# Poll> What is the best color variation of a scorp?



## micjoe (Feb 1, 2006)

B.Jacksoni
C.Gracilis
T.sylvestris
Other 


What does everyone think is the most appealing and beautiful scorpion, with best color variations?

I have C.Gracilis, and b.jacksoni shown below, very beautiful,


----------



## G. Carnell (Feb 1, 2006)

personally, i like the Costa rican C.marg morph! ;p


----------



## The Juice (Feb 1, 2006)

I voted for B.Jacksoni, The are the best looking Scorp I've seen so far especially when they are you & have red & black camo.


----------



## xVOWx (Feb 8, 2006)

I'm partial to vivid reds, I would definately like to see a specimen of Alacran tartarus in real life some day( http://www.ub.ntnu.no/scorpion-files/a_tartarus.jpg ) , perhaps even own one, but since they only live in a series of caves in (I think) a national park that probably won't happen, even removing a single specimen probably would be bad for the population also. Back to the topic, B.jacksoni and P.cavimanus are on about the same page with me.


----------



## BaronFel181 (Feb 8, 2006)

Hmmmm, Tityus ocelote or Centruroides arctimanus methinks.


----------



## Normski2020uk (Feb 8, 2006)

I have limited experiance with many specis of scorp, but My 2 Emps, are beautifull. Both jet balck, utill the sun or strong light hits them, them my male is a great emerald green, and my female has a dark red almost brown sheen to her.


----------



## ScorpDemon (Feb 8, 2006)

Normski2020uk said:
			
		

> my female has a dark red almost brown sheen to her.

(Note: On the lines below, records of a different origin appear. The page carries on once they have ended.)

PR #10657, opened 2019-06-14
project-scoped PipAuthenticate / TwineAuthenticate

pspill:
project-scoped PipAuthenticate / TwineAuthenticate


Tasks/Common/packaging-common/util.ts
```diff
@@ -78,6 +78,10 @@ export function toNerfDart(uri: string): string {
 
 export function getProjectAndFeedIdFromInputParam(inputParam: string): any {
```
jotaylo: Since you made a change here you'll need to bump the versions of all the packaging tasks - there's a script in the packaging-common folder to help with this

pspill: Thanks, bumped all the affected task versions.  Thanks also for the handy script :)

Tasks/PipAuthenticateV0/task.json
```diff
@@ -64,7 +64,7 @@
             "endpointId": "tfs:feed",
             "endpointUrl": "{{endpoint.url}}/_apis/packaging/feeds",
             "resultSelector": "jsonpath:$.value[*]",
-            "resultTemplate": "{ \"Value\" : \"{{{name}}}\", \"DisplayValue\" : \"{{{name}}}\" }"
+            "resultTemplate": "{ \"Value\" : \"{{#if project}}{{{project.name}}}\\/{{/if}}{{{name}}}\", \"DisplayValue\" : \"{{{name}}}\" }"
```
pspill: @aasim Note that the slash is optional and included only if there is a project.  Also, since it is usual for python to refer to the registry, it is done here by name instead of by id, necessary for backcompat

aasim: Thanks for the update Peter, I will check and add it to nuget/dotnetcorecliv2 as well.

PR #10662, opened 2019-06-14
Removing chmod step when location is provided

ds-ms:


Tasks/KubernetesV0/src/clusterconnection.ts
```diff
@@ -95,7 +95,6 @@ export default class ClusterConnection {
         let versionOrLocation = tl.getInput("versionOrLocation");
         if( versionOrLocation === "location") {
             let pathToKubectl = tl.getPathInput("specifyLocation", true, true);
-            fs.chmodSync(pathToKubectl, "777");
```
bansalaseem: This can be breaking change for some of the customers. Should not we change this to ignore the failure instead?

ds-ms: I felt this can't be a breaking change, given that this would be a redundant step for the existing users. I'll update this to handle it that way anyway, resulting in no behavior change.

ds-ms: @bansalaseem updated the logic

PR #10672, opened 2019-06-17
 [KubernetesManifest] Introducing bake `kompose`

ds-ms:
This PR introduces a new option for `bake` action, i.e. `kompose`. More about: [kompose](https://github.com/kubernetes/kompose)
`kompose` exposes a command called `convert` which takes a `docker-compose.yaml` file as an input, and generates respective kubernetes manifest files for it; which the task would take advantage of. 

The task would internally run the `kompose convert` command and pipe all the generated manifests to a single file. The path to that file is exposed by an output variable: `manifestsBundle`


Tasks/KubernetesManifestV0/task.json
```diff
@@ -14,7 +14,7 @@
     "version": {
         "Major": 0,
         "Minor": 154,
```
vithati: 155

Tasks/KubernetesManifestV0/Strings/resources.resjson/en-US/resources.resjson
```diff
@@ -19,7 +19,9 @@
   "loc.input.label.imagePullSecrets": "ImagePullSecrets",
   "loc.input.help.imagePullSecrets": "ImagePullSecret to pull image from private registry",
   "loc.input.label.renderType": "Render Engine",
-  "loc.input.help.renderType": "Tool to generate manifest",
+  "loc.input.help.renderType": "Tool to use for generating manifest",
```
vithati: end with '.'.

PR #10674, opened 2019-06-17
Fixing "Critical" string typo.

azureDaveOps:
Fixing a typo.


azureDaveOps:
There was a whitespace character added by notepad that broke the build, I fixed that and am rebuilding.
Thanks!

PR #10678, opened 2019-06-18
Adding image pull secrets to job, cronjob kinds

ds-ms:
Fixes https://github.com/microsoft/azure-pipelines-tasks/issues/10580


Tasks/KubernetesManifestV0/src/utils/KubernetesObjectUtility.ts
```diff
@@ -239,7 +231,11 @@ function getImagePullSecrets(inputObject: any) {
         return null;
     }
 
-    if (isEqual(inputObject.kind, KubernetesWorkload.Pod, StringComparer.OrdinalIgnoreCase)) {
+    if (isEqual(inputObject.kind, KubernetesWorkload.cronjob, StringComparer.OrdinalIgnoreCase)) {
+        return inputObject.spec.jobTemplate.spec.template.spec.imagePullSecrets;
```
nishubansal: null check for jobTemplate required? Also where is the handling for Workload type - job ?

Tasks/KubernetesManifestV0/Tests/L0.ts
```diff
@@ -250,4 +251,22 @@ describe('Kubernetes Manifests Suite', function () {
...
+        const cronJobObject = yaml.load(cronJobFile);
+        updateImagePullSecrets(cronJobObject, ['privaterepo-secret'], true);
+        assert(cronJobObject.spec.jobTemplate.spec.template.spec.imagePullSecrets[0].name === 'privaterepo-secret', 'should have updated the image pull secret correctly');
+        done();
+    });
+
+    it('Run should successfully add image pull secrets to a job', (done: MochaDone) => {
+        const testFile = path.join(__dirname, './manifests/', 'job.yaml');
+        const cronJobFile = fs.readFileSync(testFile).toString();
+        const cronJobObject = yaml.load(cronJobFile);
```
nishubansal: change the variable name to jobObject and jobFile

Tasks/KubernetesManifestV0/src/utils/KubernetesObjectUtility.ts
ds-ms: Job has a default spec template. It gets handled in the default workload `if..else` case.

ds-ms: Surrounded the fetching and overriding logic with a `try..catch` block

PR #10682, opened 2019-06-18
Write to error stream only if exit code is non-zero

ds-ms:
Fixes https://github.com/microsoft/azure-pipelines-tasks/issues/10575


Tasks/KubernetesManifestV0/src/utils/utilities.ts
```diff
@@ -59,8 +59,10 @@ export function checkForErrors(execResults: IExecSyncResult[], warnIfError?: boo
     if (execResults.length !== 0) {
         let stderr = '';
         execResults.forEach(result => {
-            if (result.stderr) {
+            if (result.code !== 0 && result.stderr) {
                 stderr += result.stderr + '\n';
+            } else if (result.stderr) {
```
nishubansal: Redundant check for if (result.stderr). You can change it to something like 
if (result.stderr) { 
                if (result.code !== 0) {stderr += result.stderr + '\n';} else { tl.warning(result.stderr);}

Tasks/KubernetesManifestV0/task.loc.json
```diff
@@ -14,7 +14,7 @@
   "version": {
     "Major": 0,
     "Minor": 154,
```
vithati: 0.155.0

ds-ms: There are multiple fixes going in. I'll update the last one with `0.155.0`

ds-ms:
Closed and reopened to trigger tests

PR #10690, opened 2019-06-18
Added null check for nugetConfigPath to NugetConfigHelper.

aasim:
Updated tasks that use feed dropdowns to use new feed id pattern which does not add / to the feed id.
Bumped all dependent tasks.

### DIFF
--- a/Tasks/DownloadPackageV0/task.json
+++ b/Tasks/DownloadPackageV0/task.json
@@ -10,7 +10,7 @@
     "version": {
         "Major": 0,
         "Minor": 154,
-        "Patch": 2
+        "Patch": 3
     },
     "demands": [],
     "minimumAgentVersion": "1.99.0",
@@ -63,7 +63,7 @@
             "endpointId": "tfs:feed",
             "endpointUrl": "{{endpoint.url}}/_apis/packaging/feeds",
             "resultSelector": "jsonpath:$.value[*]",
-            "resultTemplate": "{ \"Value\" : \"{{#if project}}{{{project.id}}}{{/if}}\\/{{{id}}}\", \"DisplayValue\" : \"{{{name}}}\" }"
+            "resultTemplate": "{ \"Value\" : \"{{#if project}}{{{project.id}}}\\/{{/if}}{{{id}}}\", \"DisplayValue\" : \"{{{name}}}\" }"
         },
         {
             "target": "definition",
@@ -71,7 +71,7 @@
             "parameters": {
                 "feed": "$(feed)"
             },
-            "endpointUrl": "{{endpoint.url}}/{{ #regex ([a-fA-F0-9\\-]+/)[a-fA-F0-9\\-]+ feed }}_apis/Packaging/Feeds/{{ #regex [a-fA-F0-9\\-]*/([a-fA-F0-9\\-]+) feed }}{{#if view}}@{{{view}}}{{/if}}/Packages?includeUrls=false",
+            "endpointUrl": "{{endpoint.url}}/{{ #regex ^([a-fA-F0-9\\-]+\/)[a-fA-F0-9\\-]+$ feed }}_apis/Packaging/Feeds/{{ #regex ^[a-fA-F0-9\\-]*?\/?([a-fA-F0-9\\-]+)$ feed }}{{#if view}}@{{{view}}}{{/if}}/Packages?includeUrls=false",
             "resultSelector": "jsonpath:$.value[?(@.protocolType=='NuGet')]",
             "resultTemplate": "{ \"Value\" : \"{{{id}}}\", \"DisplayValue\" : \"{{{name}}}\" }"
         },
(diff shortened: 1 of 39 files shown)


aasim:
fixed an issue in this pull request: https://github.com/microsoft/azure-pipelines-tasks/pull/10567/files#diff-4b30bd5e425ff5479f1484f7ffbcccddR215

The nugetConfigPath field can be null, and in that case the above code threw an error.

Tasks/DownloadPackageV0/task.json
```diff
@@ -82,7 +82,7 @@
                 "feed": "$(feed)",
                 "definition": "$(definition)"
             },
-            "endpointUrl": "{{endpoint.url}}/{{ #regex ([a-fA-F0-9\\-]*/)[a-fA-F0-9\\-]+ feed }}_apis/Packaging/Feeds/{{ #regex [a-fA-F0-9\\-]*/([a-fA-F0-9\\-]+) feed }}{{#if view}}@{{{view}}}{{/if}}/Packages/{{{definition}}}/Versions?includeUrls=false&protocolType={{{packageType}}}",
+            "endpointUrl": "{{endpoint.url}}/{{ #regex ^([a-fA-F0-9\\-]+\/)[a-fA-F0-9\\-]+$ feed }}_apis/Packaging/Feeds/{{ #regex ^[a-fA-F0-9\\-]*?\/?([a-fA-F0-9\\-]+)$ feed }}{{#if view}}@{{{view}}}{{/if}}/Packages/{{{definition}}}/Versions?includeUrls=false",
```
shubham90: Why are we changing this regex?

Tasks/DownloadPackageV0/task.loc.json
```diff
@@ -82,7 +82,7 @@
         "feed": "$(feed)",
         "definition": "$(definition)"
       },
-      "endpointUrl": "{{endpoint.url}}/{{ #regex ([a-fA-F0-9\\-]*/)[a-fA-F0-9\\-]+ feed }}_apis/Packaging/Feeds/{{ #regex [a-fA-F0-9\\-]*/([a-fA-F0-9\\-]+) feed }}{{#if view}}@{{{view}}}{{/if}}/Packages/{{{definition}}}/Versions?includeUrls=false&protocolType={{{packageType}}}",
```
shubham90: Why are we removing the protocolType in this? Won't it break existing users who use this field?

Tasks/DownloadPackageV1/task.json
```diff
@@ -141,7 +141,7 @@
                 "view": "$(view)",
                 "packageType": "$(packageType)"
             },
-            "endpointUrl": "{{endpoint.url}}/{{ #regex ([a-fA-F0-9\\-]+/)[a-fA-F0-9\\-]+ feed }}_apis/Packaging/Feeds/{{ #regex [a-fA-F0-9\\-]*/([a-fA-F0-9\\-]+) feed }}{{#if view}}@{{{view}}}{{/if}}/Packages?includeUrls=false&protocolType={{{packageType}}}",
```
shubham90: Same comment as above.

Tasks/MavenV3/Strings/resources.resjson/en-US/resources.resjson
```diff
@@ -46,6 +46,8 @@
   "loc.input.help.mavenOpts": "Sets the MAVEN_OPTS environment variable, which is used to send command-line arguments to start the JVM. The -Xmx flag specifies the maximum memory available to the JVM.",
   "loc.input.label.mavenFeedAuthenticate": "Authenticate built-in Maven feeds",
   "loc.input.help.mavenFeedAuthenticate": "Automatically authenticate Maven feeds from Azure Artifacts. If built-in Maven feeds are not in use, deselect this option for faster builds.",
+  "loc.input.label.skipEffectivePom": "Skip generating effective POM while authenticating built-in feeds",
+  "loc.input.help.skipEffectivePom": "Authenticate built-in Maven feeds using the POM only, allowing parent POMs in Azure Artifacts/TFS [Package Management] feeds.",
```
shubham90: please change TFS to Azure DevOps Server

shubham90:
I am approving this with some questions/suggestions.

Tasks/DownloadPackageV0/task.json
aasim: The original definition had the feed id in the format /<feedId> where it was a non project scoped feed. I changed that definition to just be <feedId>, as we have updated the release management tasks as well to just have <feedId>. The new regex takes into account the missing / at the beginning of the feedId

Tasks/MavenV3/Strings/resources.resjson/en-US/resources.resjson
aasim: Fixed

Tasks/DownloadPackageV0/task.loc.json
aasim: It is not needed in the v0 version of the task since it only supports nuget anyway. I added it back to not change too many things in this PR.

PR #10695, opened 2019-06-19
fixing Management group bug

20shivangi:


Tasks/AzurePowerShellV4/InitializeAz.ps1
```diff
@@ -48,15 +48,7 @@ $null = Clear-AzContext -Scope Process
...
-$scopeLevel = "Subscription"
-    
-If ($endpoint.PSObject.Properties['Data'])
-{
-    If ($endpoint.Data.PSObject.Properties['scopeLevel'])
-    {
-        $scopeLevel = $endpoint.Data.scopeLevel
-    }
-}
+$scopeLevel = $endpointObject.scopeLevel
```
Ajay-MS: scope can be null for few endpoints. so add check if scopelevel is available then set to value else scopeLevel will be subscription.

20shivangi: Done

PR #10697, opened 2019-06-19
DockerV2: Updating from docker-common to docker-common-v2

savenkat:
- Also moved from utility-common to utility-common-v2
- Bumped up patch version

### DIFF
--- a/Tasks/DockerV2/make.json
+++ b/Tasks/DockerV2/make.json
@@ -1,14 +1,23 @@
 {
 	"common": [{
-		"module": "../Common/docker-common",
+		"module": "../Common/docker-common-v2",
 		"type": "node",
 		"dest" : "./",
 		"compile" : true
 	},
 	{
-		"module": "../Common/utility-common",
+		"module": "../Common/utility-common-v2",
 		"type": "node",
 		"dest" : "./",
 		"compile" : true
-	}]
+	}],
+	"rm": [
+        {
+            "items": [
+                "node_modules/utility-common-v2/node_modules/azure-pipelines-task-lib",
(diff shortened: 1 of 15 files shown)


Tasks/DockerV2/make.json
```diff
@@ -1,12 +1,12 @@
 {
```
ds-ms: Is this `make.json` missing `rm` step?

Tasks/DockerV2/package-lock.json
```diff
@@ -67,22 +80,22 @@
...
-        "pify": "2.3.0",
-        "pinkie-promise": "2.0.1",
-        "rimraf": "2.6.3"
+        "globby": "^4.0.0",
+        "is-path-cwd": "^1.0.0",
+        "is-path-in-cwd": "^1.0.0",
+        "object-assign": "^4.0.1",
+        "pify": "^2.0.0",
+        "pinkie-promise": "^2.0.0",
+        "rimraf": "^2.2.8"
```
ds-ms: You may want to revert these changes or generate a package-lock.json without `^`s (compliance)

Anumita: +1, can use the changes in https://github.com/microsoft/azure-pipelines-tasks/pull/10569 to save the exact version

Tasks/DockerV2/make.json
savenkat: added

Tasks/DockerV2/package-lock.json
savenkat: --save-exact doesn't work on its own with npm > 6.*

PR #10698, opened 2019-06-19
added support to configure logging verbosity

olaf-lange:
Hi, 
I've added support for the ability to configure logging verbosity (/NDL /NFL options from robocopy) for the PublishBuildArtifactsV1 task.

I've provided localized help string in the according strings subdir by using google translator ;-)

Please integrate or reject the PR soon, as we need the functionality with one of our biggest customer ww.

Regards
Olaf


joshmgross:
Hey @olaf-lange, thanks for this!

I can't speak for how soon we'll get this reviewed or into production, but if you have a customer that needs this then I'd recommend creating a custom task for the interim until these changes make it into production.

Tasks/PublishBuildArtifactsV1/Invoke-Robocopy.ps1
```diff
@@ -9,6 +9,9 @@ param(
     [Parameter(Mandatory = $true)]
     [int]$ParallelCount,
 
+    [Parameter(Mandatory = $true)]
```
joshmgross: I don't think this needs to be Mandatory.

We can have it optional and default to "Normal" if it's not specified. We could also just make this a boolean value like to turn on and off logging verbose.

Tasks/PublishBuildArtifactsV1/Strings/resources.resjson/de-de/resources.resjson
```diff
@@ -1,22 +1,24 @@
...
   "loc.instanceNameFormat": "Artefakt veröffentlichen: $(ArtifactName)",
   "loc.input.label.PathtoPublish": "Pfad für Veröffentlichung",
   "loc.input.help.PathtoPublish": "Der Ordner- oder Dateipfad für die Veröffentlichung. Es kann sich um einen vollqualifizierten Pfad oder um einen relativen Pfad zum Stamm des Repositorys handeln. Platzhalter werden nicht unterstützt. [Variablen](https://go.microsoft.com/fwlink/?LinkID=550988) werden unterstützt. Beispiel: $(Build.ArtifactStagingDirectory)",
   "loc.input.label.ArtifactName": "Artefaktname",
   "loc.input.help.ArtifactName": "Der Name des Artefakts, das am Speicherort für die Veröffentlichung erstellt werden soll.",
   "loc.input.label.ArtifactType": "Veröffentlichungsort für Artefakte",
-  "loc.input.help.ArtifactType": "Wählen Sie aus, ob Sie das Artefakt in Azure Pipelines speichern oder in eine Dateifreigabe kopieren möchten, die vom Build-Agent aus zugänglich sein muss.",
+  "loc.input.help.ArtifactType": "Wählen Sie aus, ob Sie das Artefakt in Azure Pipelines/TFS speichern oder in eine Dateifreigabe kopieren möchten, die vom Build-Agent aus zugänglich sein muss.",
```
joshmgross: TFS is Azure DevOps Server now, so "Azure Pipelines" is still correct here.

Tasks/PublishBuildArtifactsV1/Invoke-Robocopy.ps1
joshmgross: Actually, I see that you have an option of Silent or Normal.

Are there only two options? If so then I think an On/Off boolean would be better.
If not, then the current solution is fine

joshmgross:
Instead of taking over this PR, I went ahead and made similar changes in https://github.com/microsoft/azure-pipelines-tasks/pull/10820

PR #1, opened 2019-05-09
Node/yarn app for code generation

jkaster:
- reads `looker.ini`for config
- fetches versioned API spec
- upgrades Swagger 2 to OpenApi 3
- lint checks the upgrade
- generates the configured languages to `api\version\language`

PR #2, opened 2019-05-14
Node version that generates multiple API version and languages

lukebowerman:
Both 3.0 and 3.1 APIs bindings can be generated at the same time.
Add lint step, better sync output
Fetch API spec, upgrade, lint, generate
Add TSConfig
Added license statements to source files


jkaster:
This is the cleaned up PR for #1

PR #8, opened 2019-06-20
WIP type resolver

dthorpe:
Still very much WIP, but type resolution is falling into place - Type refs / named types, intrinsic types, and array types are now handled. No linkage to method generation code yet.

Take a look at IProperty / Property class as a pattern for simplifying the swarm of OAS optional bits - if/when we can safely/sanely pick a default value for optional artifacts, we can internalize that with property getters so that consumption in code formatters doesn't need to care.

There may still be situations where knowing something is absent is significant, but I can't think of one at the moment.

I'm not entirely satisfied with how the IType.elementType turned out. It feels dirty to have that polluting the IType base info. I'd prefer a type guard function to allow narrowing IType to IArrayType, and elementType would only exist on IArrayType, but it doesn't look like it's possible to declare a type guard function as an instance method returning this. I'll keep fiddling with it. if (type.isArray) { type.elementType.name....}

Intrinsic types (string, integer, float, etc) are now supported, predefined as empty types. I'm assuming code formatters will recognize intrinsics by their name (and schema == null) and do some sort of mapping to output whatever the language-specific equivalent name or syntax is for each intrinsic. Same for array types. For example, int64 should be expressed in C# as a long (Int64 does exist in .NET as a type, but it's a wrapper class around long. Best to use long)

### DIFF
--- a/codeFormatter.ts
+++ b/codeFormatter.ts
@@ -1,0 +1,74 @@
+/*
+ * The MIT License (MIT)
+ *
+ * Copyright (c) 2019 Looker Data Sciences, Inc.
+ *
+ * Permission is hereby granted, free of charge, to any person obtaining a copy
+ * of this software and associated documentation files (the "Software"), to deal
+ * in the Software without restriction, including without limitation the rights
+ * to use, copy, modify, merge, publish, distribute, sublicense, and/or sell
+ * copies of the Software, and to permit persons to whom the Software is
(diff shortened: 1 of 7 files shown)


jkaster:
Thanks for the comments. I do have a language/platform specific type mapper prototype that can be adopted for intrinsic type conversion.

dthorpe:
up next: merge existing params stuff into ApiModel.methods

PR #9, opened 2019-07-24
Start typing transport.py based on transport.ts

joeldodge79:
This is just the beginning of an exploration into python3 typing for
the transport "interface". I found this PEP interesting:
https://www.python.org/dev/peps/pep-3119/#abcs-vs-interfaces
not sure if abc is really what we want but I'd rather not use
zope.interface (I think we should try to keep dependancies small).

I've added a "configure" method to the transport interface as a low cost
implementation of configuring dependancy injection.

TODO:
- determine if we use dataclasses versus attrs
- flesh out transport.py interface/types
- actually implement and test requests_transport.py

### DIFF
--- a/python/tests/rtl/test_requests_transport.py
+++ b/python/tests/rtl/test_requests_transport.py
@@ -1,0 +1,15 @@
+"""Test the requests transport.
+"""
+
+from looker.rtl import transport as tp
+from looker.rtl import requests_transport as rtp
+
+
+def test_request_minimal():
+    """Test basic successful round trip
+    """
+    settings = tp.TransportSettings(base_url='/some/path', api_version='3.1')
+    test = rtp.RequestsTransport.configure(settings)
+    resp = test.request(tp.HttpMethod.GET, '/some/path')
+    assert isinstance(resp, tp.SDKSuccessResponse)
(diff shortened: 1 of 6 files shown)


joeldodge79:
This is still a work in progress. I spent time talking with @josephaxisa and kalen and the proposal is to continue using typing where it makes sense (e.g. for pluggable transport for sure, but might not be necessary in other parts of the python rtl).

python/tests/rtl/test_requests_transport.py
```diff
@@ -0,0 +1,15 @@
...
+
+from looker.rtl import transport as tp
+from looker.rtl import requests_transport as rtp
+
+
+def test_request_minimal():
+    """Test basic successful round trip
+    """
+    settings = tp.TransportSettings(base_url='/some/path', api_version='3.1')
+    test = rtp.RequestsTransport.configure(settings)
```
joeldodge79: Next step for this test is to create a fake "requests" module (perhaps a pytest fixture) and then instantiate `RequestsTransport` directly passing in the fake:

```
test = rtp.RequestsTransport(settings, fake_requests)
```

PR #11, opened 2019-07-26
Improve UserSession

josephaxisa:
A few changes to `user_session.py` following Joel's feedback as well as some refactoring due to other RTL changes

### DIFF
--- a/python/looker/rtl/user_session.py
+++ b/python/looker/rtl/user_session.py
@@ -1,46 +1,37 @@
 import abc
-from typing import Optional, Union
+from typing import Optional, Union, Dict
+
 from looker.rtl import requests_transport as rtp
 from looker.rtl import auth_token as at
 from looker.rtl import transport as tp
-
-
-# TODO: confirm about name mangling 
+from looker.rtl import sdk_error as se
 
 class BaseUserSession(abc.ABC):
     """UserSession base class"""
-
     @property
     @abc.abstractmethod
     def is_impersonating(self) -> bool:
-        raise NotImplementedError
-
+        """Determines if user is impersonating another user"""
     @property
     @abc.abstractmethod
     def is_authenticated(self) -> bool:
-        raise NotImplementedError
-
+        """Determines if current token is active"""
     @abc.abstractmethod
     def get_token(self) -> at.AuthToken:
-        raise NotImplementedError
-
+        """Returns an active token"""
     @abc.abstractmethod
     def login(self, user_id: Optional[str] = None) -> at.AuthToken:
-        raise NotImplementedError
-
+        """Logs in a user or allows an already logged in user to sudo as another user"""
     @abc.abstractmethod
-    def authenticate(self):
-        # TODO: still to be built based on request
-        raise NotImplementedError
-
+    def authenticate(self) -> Dict[str, str]:
+        """Create a dictionary with the current token to be used as a header"""
     @abc.abstractmethod
     def logout(self) -> bool:
-        raise NotImplementedError
+        """Logs out current user"""
 
 
 class UserSession(BaseUserSession):
-
-    def __init__(self, settings, transport: Optional[transport.Transport]):
+    def __init__(self, settings, transport: Optional[tp.Transport]):
         self._token: at.AuthToken = at.AuthToken()
         self.user_id: str = ''
         self.settings = settings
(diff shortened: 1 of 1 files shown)


python/looker/rtl/user_session.py
```diff
@@ -61,48 +52,58 @@ def get_token(self):
...
+    def _logout(self) -> tp.Response.value:
         token = self._token
-        # TODO: this is still to be built based on authenticator
+        result = self._ok(
+            self.transport.request(
+                tp.HttpMethod.DELETE,
+                '/logout',
+                authenticator=(lambda: {
+                    'Authorization': f'token {token.access_token}'
+                }) if token else None))
```
joeldodge79: this is a little tricky to read ... can the `lambda` here return `None`? Looks like `_logout` is gated by an `is_authenticated` check so we should be sure of having a `token`. So think we can get rid of the ternary here. Also, I believe lambda's in python are more like arrow functions in js and so `self` references the enclosing instance (e.g. I think you can do ...`f'token {self._token.access_token}` and avoid L92)

python/looker/rtl/user_session.py
```diff
@@ -61,48 +52,58 @@ def get_token(self):
...
+                                   }))
         return result
 
     def logout(self) -> bool:
-        result = False
         if self.is_authenticated:
-            result = self.__logout()
-        return result
+            result = self._logout()
+        return bool(result)
```
joeldodge79: `result` won't exist if the `self.is_authenticated` condition is false. I think you should keep the removed L92. I wonder what meaning the return value of `logout()` should have ... `True` - "you were logged in and now you're logged out", `False` - "you weren't logged in dummy" | "we failed to log you out" Might be simplest for now to leave the return value as `None` and raise an exception if the API or network barfed.

python/looker/rtl/user_session.py
```diff
@@ -61,48 +52,58 @@ def get_token(self):
...
+        return result
 
-    def __reset(self):
+    def _reset(self):
         self._token = at.AuthToken()
 
-    def __ok(self, response: Union[tp.SDKErrorResponse, tp.SDKSuccessResponse]
-            ) -> Union[tp.SDKErrorResponse, tp.SDKSuccessResponse.value]:
+    def _ok(self,
+            response: tp.Response) -> Union[tp.Response.value, se.SDKError]:
```
joeldodge79: I've been curious about how to annotate types of exceptions raised. I'm not sure there's support for that in annotations. I think this is saying "we'll return either a value or an error" but what you're actually doing is either returning a value or *raising* an error

python/looker/rtl/user_session.py
```diff
@@ -61,48 +52,58 @@ def get_token(self):
             self.login()
         return self._token
 
-    def authenticate(self):
-         # TODO: still to be built based on request
```
joeldodge79: this will be one of many questions to bring up (or maybe we'll resolve it ourselves as we flesh out the implementation more)

joeldodge79:
actually, I'm gonna merge this in now because I'm trying to glue some if this together and I need the updated authenticate method

python/looker/rtl/user_session.py
```diff
@@ -1,46 +1,37 @@
 import abc
-from typing import Optional, Union
+from typing import Optional, Union, Dict
+
 from looker.rtl import requests_transport as rtp
 from looker.rtl import auth_token as at
```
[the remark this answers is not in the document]
josephaxisa: I got the same thing and let @jkaster know last week, it slipped my mind that you'll run into it once you pull `AuthToken`. While writing tests for `AuthToken` I ended up commenting  
out whatever wasn't needed in `looker.sdk.models` as pytest caught it.

python/looker/rtl/user_session.py
josephaxisa: Good point, I agree. Do you think it should just say it returns a `tp.Response.value` then?

python/looker/rtl/user_session.py
josephaxisa: Nice catch, I'll change this.

python/looker/rtl/user_session.py
joeldodge79: yeah, I think the return type should just be `tp.ResponseValue` (see my new alias for that type). The function should still raise `se.SDKError` but I just don't think there's a way using typing/annotations to denote that.

python/looker/rtl/user_session.py
jkaster: I think I intended logout `false` to mean "no logout happened, probably because you weren't logged in." Maybe return `true` either way, meaning "yeah, you're now definitely logged out?"

PR #12, opened 2019-07-27
Serialize response, start on APIMethods

joeldodge79:


joeldodge79:
Created another PR here to encapsulate a few commits of separate work I made. going to just merge this and carry on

could be coming up on a molt.

my vote went for B. jacksoni


----------



## bengerno (Feb 9, 2006)

A freshly molted Rhopalurus junceus.


----------



## Pandora (Feb 9, 2006)

My fav colors are black&yellow like Centruroides bicolor and red&brown like B.jacksoni.
I have three B.jacksoni, they are very beautiful.


----------



## skinheaddave (Feb 9, 2006)

I've been partial to Opistophthalmus karrooensis for a while.  You always have to be careful evaluating the appearance of scorpions based on photographs, but there are four pictures on Scorpion Files from three different sources and all four pics show the bold contrast in colour.  Unfortunately, the potential for these becoming available is slim and even if specimens did appear in the pet trade, they would most certainly be illegally obtained.

http://www.ub.ntnu.no/scorpion-files/o_karrooensis2.jpg
http://www.ub.ntnu.no/scorpion-files/visser/o_austerus(f).jpg

Cheers,
Dave


----------



## quiz (Feb 9, 2006)

skinheaddave said:
			
		

> I've been partial to Opistophthalmus karrooensis for a while.  You always have to be careful evaluating the appearance of scorpions based on photographs, but there are four pictures on Scorpion Files from three different sources and all four pics show the bold contrast in colour.  Unfortunately, the potential for these becoming available is slim and even if specimens did appear in the pet trade, they would most certainly be illegally obtained.
> 
> http://www.ub.ntnu.no/scorpion-files/o_karrooensis2.jpg
> http://www.ub.ntnu.no/scorpion-files/visser/o_austerus(f).jpg
> ...


I like that scorpion.  Her colors beautiful.


----------



## fleshstain (Feb 9, 2006)

i used to love the flat black color of my the A. mauritanicus i used to have....she was built perfect too....long thin pincers....narrow and slim body....HUGE tail....and a tiny lil stinger that you almost couldn't see....


----------



## Jmadson13 (Feb 9, 2006)

R. junceus for sure


----------



## jojobear (Oct 29, 2006)

Rhopalurus junceus so I voted other.


----------



## JSN (Oct 29, 2006)

pssh, its all about the A.A. hector morph...


----------



## CopperInMyVeins (Oct 29, 2006)

Tityus ocelote, lots of pretty ones out there, but this is about the wildest looking I've seen.
http://www.ub.ntnu.no/scorpion-files/t_ocelote.jpg


----------



## musihuto (Oct 29, 2006)

i voted b. jacksoni...  from a slightly more objective perspective, i would say t. sylvestris is equally appealing.  personally though, i like red a lot better than blue!  i'm also a huge fan of h. jayakari salei!  

                - munis


----------



## Scorpfanatic (Oct 30, 2006)

fresh moult lychas scutilus? haha a


----------



## HackoDis (Nov 2, 2006)

Black allllllll the way baby.....

My emperor is an awesome black, it's a little scary. It's not goosebumbs or anything else with the other species.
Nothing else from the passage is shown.